World’s largest and most structurally diverse library of natural peptides.
Phylogica’s proprietary Phylomer® libraries contain billions of distinct peptides that represent a rich source of biologically active drug leads for a broad range of intracellular and extracellular disease targets. The Phylomer libraries are based on expressed sequences of protein fragments that are encoded by the natural genes of evolutionary diverse microbes that often exist in extreme environments. Typically, these peptides, which are known as Phylomer peptides, are comprised of 15 to 50 amino acids.
The inherent diversity of the genetic sources of Phylomer peptides means that libraries contain multiple classes of subdomain and supersecondary structures across thousands of distinct structural families. Phylomer peptides show excellent specificity and are high affinity disruptors of protein-protein interactions and binders of protein targets.

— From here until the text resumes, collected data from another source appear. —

PR #467, opened 2019-08-14
Initial implementation of code for electron App

e11i0t23:
submitted to allow for a wider testing without having to host this on local machine for each test OS for flashing configuration. Also in preperation for beta release for wider testing of https://github.com/e11i0t23/qmk_configurator_electron

The Code added to main.js is required to detect weather the site is being run inside electron app or inside a web browser. In the first case we then share a simple function to allow for adding text to terminal with the app

When run in electron the download button is replaced by two alternative buttons, one for flashing a file compiled by config as well as an alternative for flashing a user pre-compiled this helps with testing the app and its multitude of flashers without having to recompile firmware but has been left in as is a useable feature.

### DIFF
--- a/src/components/ControllerBottom.vue
+++ b/src/components/ControllerBottom.vue
@@ -98,19 +98,21 @@
         class="fixed-size"
         id="fwFile"
         @click="autoFlashFirmware"
-        title="Automaticly Flash compiled Firmware to MCU"
+        :title="$t('message.flashFirmware.title')"
         v-bind:disabled="disableDownloadBinary"
       >
-        <font-awesome-icon icon="download" size="lg" fixed-width />Auto-Flash
+        <font-awesome-icon icon="download" size="lg" fixed-width />
+        {{ $t('message.flashFirmware.label') }}
       </button>
       <button
         class="fixed-size"
         id="fwFile"
         @click="flashFirmware"
-        title="Flash User Selected file to MCU"
+        :title="$t('message.flashFile.title')"
         v-bind:disabled="disableFlashFile"
       >
-        <font-awesome-icon icon="download" size="lg" fixed-width />Custom-Flash
+        <font-awesome-icon icon="download" size="lg" fixed-width />
+        {{ $t('message.flashFile.label') }}
       </button>
     </div>
     <div v-else class="botctrl-1-2">
@@ -120,7 +122,8 @@
         :title="$t('message.downloadFirmware.title')"
         v-bind:disabled="disableDownloadBinary"
       >
-        <font-awesome-icon icon="download" size="lg" fixed-width />{{ $t('message.downloadFirmware.label') }}
+        <font-awesome-icon icon="download" size="lg" fixed-width />
+        {{ $t('message.downloadFirmware.label') }}
       </button>
     </div>
     <div v-if="downloadElementEnabled">
--- a/src/components/ControllerBottom.vue
+++ b/src/components/ControllerBottom.vue
@@ -166,7 +166,7 @@ export default {
       'author',
       'notes'
     ]),
-    ...mapGetters(['exportKeymapName']),
+    ...mapGetters(['exportKeymapName', 'firmwareFile']),
     disableDownloadKeymap() {
       return !this.enableDownloads && this.keymapSourceURL !== '';
     },
@@ -286,8 +286,8 @@ export default {
       window.Bridge.autoFlash = true;
       window.Bridge.flashURL(
         first(this.firmwareBinaryURL),
-        this.$store.getters['app/keyboard'],
-        this.$store.getters['app/firmwareFile']
+        this.keyboard,
+        this.firmwareFile
       );
     },
     downloadSource() {
--- a/src/components/ControllerBottom.vue
+++ b/src/components/ControllerBottom.vue
@@ -94,26 +94,8 @@
       />
     </div>
     <div v-if="electron" class="botctrl-1-2">
-      <button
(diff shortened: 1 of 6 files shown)


src/components/ControllerBottom.vue
```diff
@@ -243,6 +278,18 @@ export default {
...
     },
+    flashFirmware() {
+      window.Bridge.autoFlash = false;
+      window.Bridge.flashFile();
+    },
+    autoFlashFirmware() {
+      window.Bridge.autoFlash = true;
+      window.Bridge.flashURL(
+        first(this.firmwareBinaryURL),
+        this.$store.getters['app/keyboard'],
```
zekth: use `mapGetters` like here : https://github.com/qmk/qmk_configurator/blob/801795e4b38ec1f3be1986ac648dc479ab7b8fd3/src/components/ControllerBottom.vue#L169

src/main.js
```diff
@@ -46,6 +46,23 @@ import {
 } from '@fortawesome/free-brands-svg-icons';
 import { FontAwesomeIcon } from '@fortawesome/vue-fontawesome';
 import ga from './ga';
+// Electron specific Code
```
zekth: Is electron specific code is meant to be extended? Is it revelant to wrap it into a `util` module?

e11i0t23: I currently have no plan to extend it as the electron app solely needs to be able to write to the status screen other than that it handles everything else. But can move it to a util module if that is preferred

zekth: i think it could be nice, therefore if needed it would not require any refactor. Don't you think?

e11i0t23: I will implement this change later when i fix the other two issues then for future eas incase i need to implement anything else

src/components/ControllerBottom.vue
e11i0t23: implemented now, keyboard already existed as a state which was useable but added firmwareFile

src/main.js
e11i0t23: I have left in the if statement in main to check and then if in electron it calls the init function from electron.js allowing code to be added to this in the future and no changes to be needed to main js for these

src/components/ControllerBottom.vue
```diff
@@ -157,6 +179,19 @@ export default {
...
+      return !window.Bridge.enableFlashing;
+    },
+    disableFlashSource() {
+      return (
+        !window.Bridge.enableFlashing ||
+        isUndefined(this.firmwareBinaryURL) ||
+        this.firmwareBinaryURL === ''
+      );
+    },
+    electron: function() {
```
yanfali: why is this an anon function?

src/main.js
```diff
@@ -46,6 +46,17 @@ import {
 } from '@fortawesome/free-brands-svg-icons';
 import { FontAwesomeIcon } from '@fortawesome/vue-fontawesome';
 import ga from './ga';
+import electron from './electron';
+// Find out if we are are running inside electon
+window.electron = false;
```
yanfali: just set a value on the app store, try to avoid touching window name space.

src/store/modules/app.js
```diff
@@ -51,6 +51,7 @@ const steno_keyboards = ['gergo', 'georgi'];
 const getters = {
   firmwareFile: state => state.firmwareFile,
   filter: state => state.filter,
+  keyboard: state => state.keyboard,
```
yanfali: don't do this please. Use mapState and just get it directly. Getters should only be used when the value needs to be changed in flight, all these getters probably need to go away.

yanfali:
@e11i0t23 I love how little code this is, good job. I do have a few issues with the way we're interacting with bridge though. My preference would be to pull in a new component for the new controls and just pull it in that way and have the  handlers inside that new component. Let me know if you want to talk about how to do this. It should be fairly trivial.

src/electron.js
```diff
@@ -0,0 +1,14 @@
+import store from './store';
+
+export default {
+  init() {
+    store.commit('app/enableElectron')
+
+    //We use the Bridge as a way to share functions between electron and vue
+    window.Bridge.statusAppend = txt => {
+      txt = '\n' + txt;
```
yanfali: prefer backticks style over assembling strings, it's cleaner and less error prone
```
  txt = `\n${txt}`;
```

src/main.js
```diff
@@ -46,6 +46,14 @@ import {
 } from '@fortawesome/free-brands-svg-icons';
 import { FontAwesomeIcon } from '@fortawesome/vue-fontawesome';
 import ga from './ga';
+import electron from './electron';
+// Find out if we are are running inside electon
+if (
+  typeof navigator === 'object' &&
```
yanfali: I prefer to use the lodash helpers, they catch more corner cases. import isObject and isString/

https://lodash.com/docs/4.17.15#isObject
https://lodash.com/docs/4.17.15#isString

Use `includes` as it's convey's intent better than `indexOf`.

https://developer.mozilla.org/en-US/docs/Web/JavaScript/Reference/Global_Objects/String/includes

src/main.js
```diff
@@ -46,6 +46,15 @@ import {
 } from '@fortawesome/free-brands-svg-icons';
 import { FontAwesomeIcon } from '@fortawesome/vue-fontawesome';
 import ga from './ga';
+import { isObject, isString } from 'lodash';
```
yanfali:
```suggestion
import isObject from 'lodash/isObject';
import isString from 'lodash/isString';
```

Issue #471, opened 2019-08-17
Refactor UI tests


zekth:
Like mentionned in the https://github.com/qmk/qmk_configurator/pull/465 

We need to refactor UI testing and do better testing, because ATM it's just trying to check if the DOM is present but nothing is really tested.

Also instead of using selenium i suggest to use Cypress:
https://github.com/cypress-io/cypress

I'll make a proposal for it

PR #472, opened 2019-08-17
replace selenium by cypress

zekth:
closes: https://github.com/qmk/qmk_configurator/issues/471
Easier to deploy, to develop, to use.
anyway it's better.

Et voilà

### DIFF
--- a/package.json
+++ b/package.json
@@ -44,6 +44,7 @@
     "chromedriver": "^74.0.0",
     "cypress": "^3.4.1",
     "eslint": "^5.8.0",
+    "eslint-plugin-cypress": "^2.6.1",
     "eslint-plugin-prettier": "^3.1.0",
     "eslint-plugin-vue": "^5.0.0-0",
     "growl": "^1.10.0",
--- a/package.json
+++ b/package.json
@@ -7,6 +7,8 @@
     "build": "vue-cli-service build",
     "lint": "vue-cli-service lint",
     "test:e2e": "vue-cli-service test:e2e",
+    "test:cypress": "cypress run",
+    "test:cypress:ci": "start-server-and-test serve http://localhost:8080 test:cypress",
     "test:unit": "vue-cli-service test:unit"
   },
   "dependencies": {
@@ -40,6 +42,7 @@
     "babel-eslint": "^10.0.1",
     "babel-jest": "^24.0.0",
     "chromedriver": "^74.0.0",
+    "cypress": "^3.4.1",
     "eslint": "^5.8.0",
     "eslint-plugin-prettier": "^3.1.0",
     "eslint-plugin-vue": "^5.0.0-0",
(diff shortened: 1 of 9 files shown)


package.json
```diff
@@ -7,6 +7,8 @@
     "build": "vue-cli-service build",
     "lint": "vue-cli-service lint",
     "test:e2e": "vue-cli-service test:e2e",
```
yanfali: remove this?

package.json
```diff
@@ -7,6 +7,8 @@
...
+    "test:cypress": "cypress run",
```
yanfali: what does this task do? It doesn't run standalone

tests/integration/start.spec.js
```diff
@@ -0,0 +1,27 @@
...
+      '30wer'
+    ]);
+  });
+  it('Starts the app Check the dom', function() {
+    cy.visit('/');
+    cy.get('#controller-top').should('be.visible');
+    cy.get('#visual-keymap').should('be.visible');
+    cy.get('#status').should('be.visible');
+    cy.get('#keycodes-section').should('be.visible');
+    cy.get('.openSettings').click();
```
yanfali: split this into it's own test.

tests/integration/start.spec.js
```diff
@@ -0,0 +1,27 @@
...
+    cy.get('.settings-panel', { timeout: 5000 }).should('be.visible');
+    cy.get('.slideout-panel-bg').click();
+    cy.get('#testkeys').click();
```
yanfali: same, should be it's own test. You're changing the route

package.json
zekth: It could but easier to have everything starting directly from yarn

yanfali: ok, I think I see what you mean now. Maybe put a comment on this.

src/electron.js
```diff
@@ -2,12 +2,14 @@ import store from './store';
 
 export default {
   init() {
-    store.commit('app/enableElectron')
+    store.commit('app/enableElectron');
```
yanfali: should we move this inside the guard?

tests/integration/start.spec.js
```diff
@@ -0,0 +1,38 @@
...
+      '1upkeyboards/1up60hte',
+      '1upkeyboards/1up60rgb',
+      '1upkeyboards/super16',
+      '1upkeyboards/sweet16',
+      '2_milk',
+      '30wer'
+    ]);
+    cy.visit('/');
+  });
+  it('Top Controller should be instanciated and visible', function() {
```
yanfali:
```suggestion
  it('Top Controller should be instantiated and visible', function() {
```

yanfali:
@e11i0t23 heads up, we're moving the electron code behind a guard to check for the presence of window.Bridge. Let us know if this causes you any issues. Thanks.

PR #716, opened 2020-04-21
Add dark mode if user OS has opted in.

christophernewton:
Hi again,

**What is in this PR**

On init of the app I can see vuex will default `false` for dark mode, this little update will add dark mode if your OS has it turned on with the caveat being that local storage must not already exist and set to `darkmode: false`

Here is a quick example of me clearing the configurator localstorage and doing a hard reload
Kapture 2020-04-21 at 16 31 46

On load using the `window.matchMedia()` function it will enable or disable dark mode for the user automatically if they have opted in for their OS

**Why**

Im a developer and love darkmode ;)

**Tests**

I updated the localStorage spec because it had hard coded expectations that the flag is set to false by default after clearing localstorage. I would be happy to make this more dynamic if you would like but for now I forced the color scheme in cypress to return false.

Chris 👍


yanfali:
@zekth this was your feature. care to weigh in?

yanfali:
Looks minimally intrusive. I like it overall.

src/store/modules/app/state.js
```diff
@@ -5,9 +5,13 @@ import {
 } from '@/store/localStorage';
 
 function setDefaultConfiguratorSettings() {
+  // detect if OS supports dark mode and set as default
+  let osDarkMode =
```
zekth, line 9:
```suggestion
  const osDarkMode =
```

christophernewton:
> Other than this keyword it's a great addition. I wasn't aware of this API.

Its a handy little api to tap into for feature detection, the property its actually targeting is a [css media query](https://developer.mozilla.org/en-US/docs/Web/CSS/@media/prefers-color-scheme) that was introduced a fairly recently (which is why it will fall back to false if it doesnt pick it up)

PR #717, opened 2020-04-22
Translate Keycodes on Keymap Import

noroadsleft:
This feature polishes the Configurator UI's understanding of what keycode is being used when the imported keymap uses an alias keycode that Configurator doesn't understand natively.

## Example

`_______` is a QMK alias for the Transparent keycode `KC_TRANSPARENT` keycode, which Configurator's UI code understands as `KC_TRNS`. When a keymap is imported, Configurator will remap the alias to its natively-understood keycode:

image

## To-Do

- [x] Revert the "bugged" Gherkin keymap

## Things for a later PR?

- Rewrite the default keymaps to use the native keycodes
- Switch the natively-understood keycodes to be the most common variants present in qmk_firmware
- ???


src/longFormKeycodes.js
```diff
@@ -0,0 +1,235 @@
+const longFormKeycodes = {
```
yanfali, line 1: use the `const export`

src/longFormKeycodes.js
```diff
@@ -0,0 +1,235 @@
...
+  UNICODE_MODE_FORWARD: 'UC_MOD',
+  UNICODE_MODE_REVERSE: 'UC_RMOD',
+  UNICODE_MODE_OSX: 'UC_M_OS',
+  UNICODE_MODE_LNX: 'UC_M_LN',
+  UNICODE_MODE_WIN: 'UC_M_WI',
+  UNICODE_MODE_BSD: 'UC_M_BS',
+  UNICODE_MODE_WINC: 'UC_M_WC'
+};
+
+export { longFormKeycodes };
```
yanfali, line 235: then you can remove this line

src/longFormKeycodes.js
noroadsleft: It was `export const`, but thanks. :+1:

PR #718, opened 2020-04-24
breaking Rebound into two revs

Rossman360:


noroadsleft:
I actually have a branch locally that updates this in conjunction with some other related updates:

- Adds `montsinger/rebound` to the Exclusion List (prevents it from being selected as a build target in the UI; as it's the same as `montsinger/rebound/rev1`).
- Anyone who imports a keymap that sets `keyboard` to `montsinger/rebound` will be redirected to `montsinger/rebound/rev1`.
- Updates the commit hashes and the keymap name. The Configurator's API doesn't have the keymap name collision issue anymore, so there isn't any need to set `keymap` to something other than `default`. Configurator also now ignores the keymap name when the internal default keymap is loaded (Keymap Name is `null` in the UI).
- I also just added a feature where Configurator is now less particular about which keycodes are used in keymaps that are imported, which means its UI code no longer cares whether you use `KC_TRANSPARENT`, `KC_TRNS`, or `_______` – Configurator will render all those codes identically. `montsinger/rebound/rev2` gets to be the lucky dog, as the first keymap to use this feature. :)

My PR will supersede this one, so I'll be closing this when I get that PR posted, but I'll tag you on the PR.

Thanks for keeping up with updates, though. I appreciate it.

PR #721, opened 2020-04-25
Update keymaps for montsinger/rebound

noroadsleft:
## update keymaps for montsinger/rebound

- relocate: montsinger/rebound -> montsinger/rebound/rev1
- add keymap for rev2
- update exclusion list and redirect table

Supersedes #718.


noroadsleft:
@Rossman360 So the components of this that are different from your PR are:


## Metadata updates

Specify `rev1` in the rev1 keymap, update the commit hash for tracking, and remove the commit hash suffix from the keymap name.

https://github.com/qmk/qmk_configurator/blob/a60968f5d2d64e9a7de46eccb68cee37f8b94f8d/public/keymaps/m/montsinger_rebound_rev1_default.json#L2-L4


## Tri-Layer Emulation

I realized when I was going through keymap updates recently that you use the tri-layer feature in your default keymap (Lower + Raise = Adjust), which I emulate by using `MO(5)` on your Lower and Raise layers here:

https://github.com/qmk/qmk_configurator/blob/a60968f5d2d64e9a7de46eccb68cee37f8b94f8d/public/keymaps/m/montsinger_rebound_rev1_default.json#L29 and https://github.com/qmk/qmk_configurator/blob/a60968f5d2d64e9a7de46eccb68cee37f8b94f8d/public/keymaps/m/montsinger_rebound_rev1_default.json#L35


## White-Space and Alias keycodes on the rev2 keymap

`public/keymaps/m/montsinger_rebound_rev2_default.json` only differs from your version in white space, and use of alias keycodes – `S(KC_NUHS)` instead of `LSFT(KC_NUHS)`, `_______` instead of `KC_TRNS`.


## Exclude `montsinger/rebound` as a build target.

We discovered in past that not requiring the user to know which revision of a PCB they had led to issues where users would build a keymap that Configurator would interpret as, for instance, `make planck/rev5:user_keymap` and then attempt to flash it to a Planck rev6 PCB, and get errors. This change requires the user to know which Rebound revision they have (though this should be more obvious given rev2 has one more key).

https://github.com/qmk/qmk_configurator/pull/721/files#diff-fcf8502f64bc16b0bf8e36376e1b786aR512


## Redirect the build target for montsinger/rebound (rev1) imported keymaps

This makes it so Configurator treats keymap JSONs that use `"keyboard": "montsigner/rebound"` as having `"keyboard": "montsigner/rebound/rev1"` set instead.

https://github.com/qmk/qmk_configurator/pull/721/files#diff-3ee91f2281d5c6be3344e183462ff900R80-R82

Rossman360:
eeeeee, thank you so much for being awesome

noroadsleft:
No, thank *you!*

PR #722, opened 2020-04-26
Simplify BaseKeymap setSize methods

kbrock:
While going through the keymap code to add in rotation, this code struck me as unneeded.

- `setSize` is defined in the base class
- `calcMax` is not used
- the double negative subtraction is a bit much for me.

This aims to not change functionality.
If you want me to remove any one of the commits, just holler.

Thanks for all the help and the great tool

### DIFF
--- a/src/components/VisualKeymap.vue
+++ b/src/components/VisualKeymap.vue
@@ -155,27 +155,7 @@ export default {
 
       // eslint-disable-next-line no-console
       this.profile && console.time('layout::scale');
-      const layout = this.layouts[newLayout];
-      const max = layout.reduce(
-        (acc, pos) => {
-          let _pos = Object.assign({ w: 1, h: 1 }, pos);
-          const coor = this.calcKeyKeymapPos(_pos.x, _pos.y);
-          const dims = this.calcKeyKeymapDims(_pos.w, _pos.h);
-          acc.x = Math.max(acc.x, coor.x + dims.w);
-          acc.y = Math.max(acc.y, coor.y + dims.h);
-          return acc;
-        },
-        {
-          x: 0,
-          y: 0
-        }
-      );
-      if (max.x > this.defaults.MAX_X) {
-        this.resizeConfig(max);
-        max.x *= this.config.SCALE;
-        max.y *= this.config.SCALE;
-      }
-      this.setSize(max);
+      this.setSize(this.calculateMax(newLayout));
       // eslint-disable-next-line no-console
       this.profile && console.timeEnd('layout::scale');
     }
--- a/src/components/VisualKeymap.vue
+++ b/src/components/VisualKeymap.vue
@@ -135,10 +135,6 @@ export default {
           return BaseKey;
       }
     },
-    setSize(max) {
-      this.width = max.x;
-      this.height = max.y;
-    },
     recalcEverything(newLayout) {
       // eslint-disable-next-line no-console
       this.profile && console.time('layout::reset');


src/components/BaseKeymap.vue
```diff
@@ -4,12 +4,8 @@ export default {
   methods: {
     calcKeyKeymapDims(w, h) {
       return {
-        w:
-          w * this.config.KEY_X_SPACING -
-          (this.config.KEY_X_SPACING - this.config.KEY_WIDTH),
-        h:
-          h * this.config.KEY_Y_SPACING -
-          (this.config.KEY_Y_SPACING - this.config.KEY_HEIGHT),
+        w: (w-1) * this.config.KEY_X_SPACING + this.config.KEY_WIDTH,
```
yanfali, line 7: try using a really big keyboard layout. this code doesn't do what you think it does. by using a constant instead of the configuration block you have probably introduced a bug. It's a scaler.

yanfali: So, I'm trying to understand what the advantage of this is? Maybe I'm too dense, but when I punch numbers into a spread sheet they no longer seem equivalent.

w = 3, KEY_X_SPACING = 40, KEY_WIDTH = 45.
Old formula = (3 * 40) - (40-45) = 157
New formula = 2 * 40 + 45 = 125

Unless I'm missing something, this holds true for all values of w.

yanfali:
Couple of other issues. Linting isn't passing.

And I'm seeing this error in the console which doesn't exist in production

Screen Shot 2020-04-26 at 17 26 00

Not sure what's going there.

yanfali:
> Couple of other issues. Linting isn't passing.
> 
> And I'm seeing this error in the console which doesn't exist in production
> 
> Screen Shot 2020-04-26 at 17 26 00
> 
> Not sure what's going there.

easy way to reproduce. Type 'hasu' into the configurator keyboard drop down and hit enter.

src/components/BaseKeymap.vue
kbrock: I read:

```python
rslt = w * this.config.KEY_X_SPACING - (this.config.KEY_X_SPACING - this.config.KEY_WIDTH)
rslt = w * this.config.KEY_X_SPACING - this.config.KEY_X_SPACING + this.config.KEY_WIDTH
rslt = (w - 1) * this.config.KEY_X_SPACING + this.config.KEY_WIDTH
```
That seems the same to me

```python
w = 3, KEY_X_SPACING = 45, KEY_WIDTH = 40.
# before
rslt = w * this.config.KEY_X_SPACING - (this.config.KEY_X_SPACING - this.config.KEY_WIDTH)
Old formula = (3 * 45) - (45-40) = 130

# after
rslt = (w - 1) * this.config.KEY_X_SPACING + this.config.KEY_WIDTH
New formula = 2 * 45 + 40 = 130
```

yanfali: I see. I punched in the wrong value. My bad.

kbrock:
I'll fix the lint issues. in the mean time, I'm not married to the width/height change. So if the old code is easier for you to read, then lets remove this commit from the PR.

I'm working towards a prototype that supports key rotation. That is something I care about. This was just some code I was trying to understand as I worked through the code base.

yanfali:
@kbrock @skullydazed  and looked at the rotation implementation on KLE and actually I think I could probably retrofit something as soon as the data was put back info info.json. I don't think it's that difficult technically. It's just a question of when.

For your PR to make further progress, you'd need to find the cause for the errors.

src/components/VisualKeymap.vue
```diff
@@ -166,27 +162,7 @@ export default {
...
-          y: 0
-        }
-      );
-      if (max.x > this.defaults.MAX_X) {
-        this.resizeConfig(max);
-        max.x *= this.config.SCALE;
-        max.y *= this.config.SCALE;
-      }
-      this.setSize(max);
+      this.setSize(this.calculateMax(this.layout));
```
kbrock, line 165:
```suggestion
      this.setSize(this.calculateMax(newLayout));
```

kbrock:
totally did not see the lint errors in there. `yarn run prettier:check --write` is pretty sweet

lets hope the tests now pass

yanfali:
Not sure if we need this anymore.

kbrock:
yea, the `w`/`h` stuff was not needed from your uh, uw changes.

Deduping the `setSize` is not necessary if you're planning on dropping the setSize. Didn't think the `setSize` was going away any time soon.

I can close this if you want.

yanfali:
Thanks, I think we should close this

PR #728, opened 2020-05-03
Move per key height and width calculations back into CSS

yanfali:
Take advantage of CSS Custom Variables and CSS calc to move height and width calculations into CSS where they really belong rather than per DOM key element.

 - ISO CSS contributed by @kbrock thanks so much for this work!

### Pros:
 - remove explicit height and width in each key style
 - reduces parsing load on the DOM
 - allows overriding through use of classes. Styles have highest specificity

### Cons:
 - pushes some work in the CSS parser
 - may be somewhat difficult to understand

### DIFF
--- a/src/components/BaseKey.vue
+++ b/src/components/BaseKey.vue
@@ -34,6 +34,65 @@ let substitute = Object.assign(
   colorways.platformIcons(window.navigator.platform)
 );
 
+const _getUnitClass = (unit, rotated) => {
+  if (rotated) {
+    switch (unit) {
+      case 2:
+        return 'k2uh';
+      case 1.25:
+        'k125uh';
+        return 'k125uh';
+      case 1.5:
+        return 'k15uh';
+      case 1.75:
+        return 'k175uh';
+      default:
+        return 'kiso';
+    }
+  }
+  switch (unit) {
+    case 1:
+      return 'k1u';
+    case 1.25:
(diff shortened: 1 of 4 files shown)


yanfali:
> 
> Is there any way we could get this to support arbitrary sizes?

We might be able to generate it from scss, it would require some parsing magic. @zekth any ideas? Tbh, all those keyboards are 1 offs and fixing them likely fixes things for a while. As for the rounding/typos errors, those should just be fixed.

noroadsleft:
> As for the rounding/typos errors, those should just be fixed.

I failed to specify, but yes, that is my intention.

yanfali:
@noroadsleft ready for review

yanfali:
Screen Shot 2020-05-17 at 18 32 32
Screen Shot 2020-05-17 at 18 32 50
Screen Shot 2020-05-17 at 18 33 15
Screen Shot 2020-05-17 at 18 33 42
Screen Shot 2020-05-17 at 18 34 05

noroadsleft:
Feature looks good, but is 909492cf89acf88260619f916fe9b5fc14fa6a41 meant to be on this branch?

yanfali:
@noroadsleft good catch. fixed

kbrock:
looks very good

noroadsleft:
Thanks!

PR #731, opened 2020-05-15
Murcielago default layout

elagil:
After merging the board to qmk, I would like to add this default layout. I chose a commit ID that was yet unused. I hope that it is ok like this. It looks a bit messy, due to the long keycodes.

How can I make sure that only murcielago/rev1 appears in the configurator drop-down menu, and not murcielago alone (without rev1)? The latter does not build, which makes sense.

### DIFF
--- a/public/keymaps/m/murcielago_rev1_default.json
+++ b/public/keymaps/m/murcielago_rev1_default.json
@@ -1,0 +1,36 @@
+{
+  "keyboard": "murcielago/rev1",
+  "keymap": "default_6a1a08a1",
+  "commit": "6a1a08a162ab1d03e823cb21df3f2e427bd1508c",
+  "layout": "LAYOUT",
+  "layers": [
+    [
+      "KC_EQL",   "KC_1",           "KC_2",    "KC_3",   "KC_4",         "KC_5",                       "KC_6",          "KC_7",   "KC_8",   "KC_9",         "KC_0",   "KC_MINS",
+      "KC_LBRC",  "KC_Q",           "KC_W",    "KC_E",   "KC_R",         "KC_T",                       "KC_Y",          "KC_U",   "KC_I",   "KC_O",         "KC_P",   "KC_RBRC",
+      "KC_DEL",   "KC_A",           "KC_S",    "KC_D",   "KC_F",         "KC_G",                       "KC_H",          "KC_J",   "KC_K",   "KC_L",         "KC_SCLN","KC_QUOT",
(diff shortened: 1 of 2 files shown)


public/keymaps/m/murcielago_rev1_default.json
```diff
@@ -0,0 +1,36 @@
+{
+  "keyboard": "murcielago/rev1",
+  "keymap": "default_6a1a08a1",
+  "commit": "6a1a08a162ab1d03e823cb21df3f2e427bd1508c",
```
noroadsleft, line 4:
```suggestion
  "keymap": "default",
  "commit": "fadd3cb4617fe7e48c802c4470a50df36e6c5109",
```

- The `keymap` key no longer has the name collision issue in the API. You can use `default` as the value here.
- I get the commit hashes by running `git log -1 --pretty=format:"%H" -- keyboards/<keyboard>/keymaps/default/keymap.c` from QMK's current `master` branch, e.g.
  ```shell
  git checkout master
  git pull upstream master
  git log -1 --pretty=format:"%H" -- keyboards/murcielago/rev1/keymaps/default/keymap.c
  ```

noroadsleft:
> How can I make sure that only murcielago/rev1 appears in the configurator drop-down menu, and not murcielago alone (without rev1)? The latter does not build, which makes sense.

That's caused by using the `DEFAULT_FOLDER` rule on the qmk_firmware side.

You'll need to go to `/src/jquery.js` and insert `'murcielago',` at Line 513.

public/keymaps/m/murcielago_rev1_default.json
elagil: Ok thanks, I though that it was just chosen randomly!

elagil:
> You'll need to go to `/src/jquery.js` and insert `'murcielago',` at Line 513.

Cool, I will do that.

elagil:
That should be it!

noroadsleft:
Thanks!

elagil:
Thank you! I noticed that, despite the exclusion, murcielago still appears in the list. The keymap for rev1 works fine, though.

noroadsleft:
> Thank you! I noticed that, despite the exclusion, murcielago still appears in the list. The keymap for rev1 works fine, though.
> 
> EDIT: Sorry, it vanished now! All good.

It takes about 5-10 minutes after a merge before the changes are reflected in Configurator, and Configurator also only ever references the `master` branch of this repo. The `jquery.js` edit is what excludes the "dead" build target from the list, but it's gotta be deployed. :)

Since Phylomer libraries have the most comprehensive collection of distinct protein-based structures available this gives them a key versatility advantage over other libraries such as classes of antibody alternatives. This feature of high structural diversity has resulted in Phylomer libraries successfully yielding high quality functional primary hits (pM- nM affinity), against multiple classes of intracellular and extracellular drug targets as well as in direct phenotypic screens.
Phylomer libraries are available for drug discovery screening in various phage display and yeast-two-hybrid formats as well as in mammalian expression vectors for phenotypic screening.
Phylomer libraries have a number of advantages against a range of alternate random peptide screening technologies for biologic discovery. These include:
- Highest functional hit rates for peptides – 100-fold better at disrupting protein interactions than comparable hit rates obtained using random peptide screening technologies.
- Higher stability – many Phylomer peptide structures are derived from natural protein subdomains that are rigid but not constrained by disulphide bonds, therefore they could potentially remain in a stably folded conformation for binding even inside cells. This contrasts to many short random peptides which are often unstructured or linear and sensitive to degradation. Some Phylomer peptides also have inherent thermal stability.
- Greater structural diversity and most comprehensive collection of distinct protein-based structures – enables billions of individual clones from thousands of structural families to be sampled. While Phylomer libraries are a similar size to random peptide or antibody Fab fragment libraries, unlike proteins which have a single scaffold eg antibody Fab scaffold, Phylomer libraries represent diversity within multiple classes of protein scaffolds.
- Bio-informatic advantages – Phylomers are derived from fully sequenced microbial genomes, which allow easy analysis of Phylomer peptide hits and rapid clustering into structurally related families to inform Structure Activity Relationships (SAR).
Natural source of Phylomer peptides
The Phylomer peptide sequences were sourced from an evolutionary diverse range of microbes (Bacteria and Archaea) genomes. These microbes were often collected from diverse and harsh environments, where their genomes were subject to intense natural selection to evolve the most stable protein structures that facilitated their survival.
Phylomer libraries can be accessed through contract drug discovery partnerships.